Compressibility of elastomers with crystalline fillers and microvoid inhomogeneities related to various empirical equations of state for liquids and solids



Modified classical compressibility techniques are described which measure both the adiabatic and isothermal bulk moduli of polymers. These differ from familiar methods principally in the utilization of sensitive electronic deformation sensors (differential transformers) to assess volume changes, the autographic recording of pressure and volume changes during an essentially quasi-static pressurization cycle. The uniaxial and volumetric methods both characterize the compressibility behavior of polymers in the relatively low pressure region (0–100 atm.). Compressibility data for several well-known liquids and solids are reported.
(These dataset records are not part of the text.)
PR #2665, opened 2025-12-03
Support `nix-shell` by logging in as root

vvvvsv:
With this patch, we can correctly set `PATH` and `NIX_PATH` in Asterinas NixOS to support `nix-shell`. https://github.com/asterinas/asterinas/issues/2672

`nix-shell` is a nix command that starts a temporary shell with all the specified packages, without installing them.

```
sh-5.2# nix-shell -p hello
GC Warning: pthread_getattr_np or pthread_attr_getstack failed for main thread
warning: error: unable to download 'https://cache.nixos.org/nix-cache-info': Could not resolve hostname (6) Could not resolve host: cache.nixos.org; retrying in -2147483648 ms
this path will be fetched (0.05 MiB download, 0.22 MiB unpacked):
  /nix/store/na5dnb0l6rjkzrbld3xn4188dd8nknhh-hello-2.12.1
copying path '/nix/store/na5dnb0l6rjkzrbld3xn4188dd8nknhh-hello-2.12.1' from 'https://cache.nixos.org'...

[nix-shell:/]# hello
Hello, world!

[nix-shell:/]# exit
exit
sh-5.2# hello
The program 'hello' is not in your PATH. It is provided by several packages.
You can make it available in an ephemeral shell by typing one of the following:
  nix-shell -p fltk
  nix-shell -p fltk14
  nix-shell -p fyne
  nix-shell -p haskellPackages.hello
  nix-shell -p hello
  nix-shell -p mbedtls
  nix-shell -p tests.haskell.cabalSdist.helloFromCabalSdist
  nix-shell -p tests.rust-hooks.cargoBuildHook
  nix-shell -p tests.rust-hooks.cargoCheckHook
  nix-shell -p tests.rust-hooks.cargoInstallHook
  nix-shell -p tests.rust-hooks.cargoNextestHook
  nix-shell -p tests.rust-hooks.cargoSetupHook
sh-5.2# 
```

Please review https://github.com/asterinas/asterinas/pull/2668 before reviewing this PR.

PR #2687, opened 2025-12-05
Default to systemd boot

cchanging:
Based on #2652 .

This PR enables systemd by default in the stage2 of the Asterinas NixOS distribution, adjusts the corresponding CI tests accordingly, and allows users to enable xfce with systemd.

When booting with systemd, it automatically invokes the login program for user login. When users need to exit the system, they need to execute the `poweroff` command in the shell, which will sync the current file system states and shut down the machine.

With this PR, users can uncomment the xfce-related sections in `configuration.nix` to enable the graphical interface. During boot, systemd will automatically start the services required for the graphical interface.


distro/modules/xfce/start_xfce.sh
```diff
@@ -2,6 +2,8 @@
 
 # SPDX-License-Identifier: MPL-2.0
 
+source /etc/profile
```
tatetian, line 5: Is this still needed after #2665?

.github/workflows/test_nixos_minimal.yml
```diff
@@ -37,7 +37,7 @@ jobs:
         with:
           image: asterinas/asterinas:0.16.1-20251130
           options: --privileged -v /dev:/dev -v ${{ github.workspace }}:/root/asterinas
-          run: make run_nixos NIXOS_DISK_SIZE_IN_MB=4096 NIXOS_STAGE_2_INIT='/bin/sh -l -c "hello-asterinas"' || true
+          run: make run_nixos NIXOS_DISK_SIZE_IN_MB=4096 NIXOS_RUN_TEST=true || true
```
tatetian: `NIXOS_RUN_TEST` and `NIXOS_TEST_COMMAND` can be combined into one. If `NIXOS_TEST_COMMAND` is non-empty, then it implies running a test.

distro/modules/core.nix
```diff
@@ -36,6 +36,22 @@ in {
...
+    ${lib.optionalString config.asterinas.run-test ''
+      cp /etc/profile /etc/profile.bak
+      echo '
+      # --- Run tests in the hvc0 terminal ---
+      if [ "$(tty)" = "/dev/hvc0" ]; then
+        # Resume /etc/profile
+        cp /etc/profile.bak /etc/profile
+        rm /etc/profile.bak
+        # Execute specified tests
+        ${config.asterinas.test-command}
```
tatetian: This looks very hacky. Can't think of a more "correct" approach?

After booting, the system presents the user with an interactive shell. Can't we emulate typing by writing to the QEMU console?

distro/modules/core.nix
```diff
@@ -36,6 +36,22 @@ in {
...
+        # Wait and poweroff 
+        sleep 2
+        poweroff
```
tatetian, line 44: Why sleep?

tatetian (commented):
Good job. The PR looks mostly fine with me.

distro/modules/core.nix
tatetian: To provide an extra hint, the ISO installer has an `environment.loginShellInit` option:

https://github.com/asterinas/asterinas/blob/386e174f0c686dd3b6b4821202426c5a0442c10d/distro/iso-image.nix#L20-L28

Does NixOS has a similar option that allows us to control the login shell easily?

distro/modules/xfce/start_xfce.sh
cchanging: Yes, #2665 only enables root login when systemd is not present, and with systemd it already login as root by default. The issue here is that the script to launch xfce is not invoked by a logined shell, but rather by a custom systemd service we created. Therefore, when it executes, it lacks certain environment variable information that is only available after a proper login.

distro/modules/core.nix
cchanging: Previously, the `sleep` command was added because during my testing, I noticed that after running it twice, it suddenly failed to start on the third attempt. I suspected it might be due to some background service not finishing its initialization. However, after conducting several more tests, I haven’t been able to reproduce the issue... I also checked and confirmed there are no corresponding background services involved. 

I suspect it might still be an ext2-related issue... but in reality, the `sleep` should indeed be unnecessary.

tatetian:
I am satisfied with the current code. After #2652 is merged, rebase this PR so that it can be merged.

tatetian (approved):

The nonlinear nature of the PV behavior of liquids are shown to be adequately characterized by a simple equation of state which is applicable to rubbery polymerics as well. Equations of state for polymers and filled polymers containing dispersed void inhomogeneities are discussed. Relationships based upon the infinitesimal theory of the deformations of an externally pressurized hollow sphere are compared with more complex equations of state which consider finite deformations at the center of a hollow sphere. It is concluded that the experimental data for the compressibility of voided solids containing less than 0.5% of initial void volume are best represented by the simpler equations of state derived from infinitesimal theory.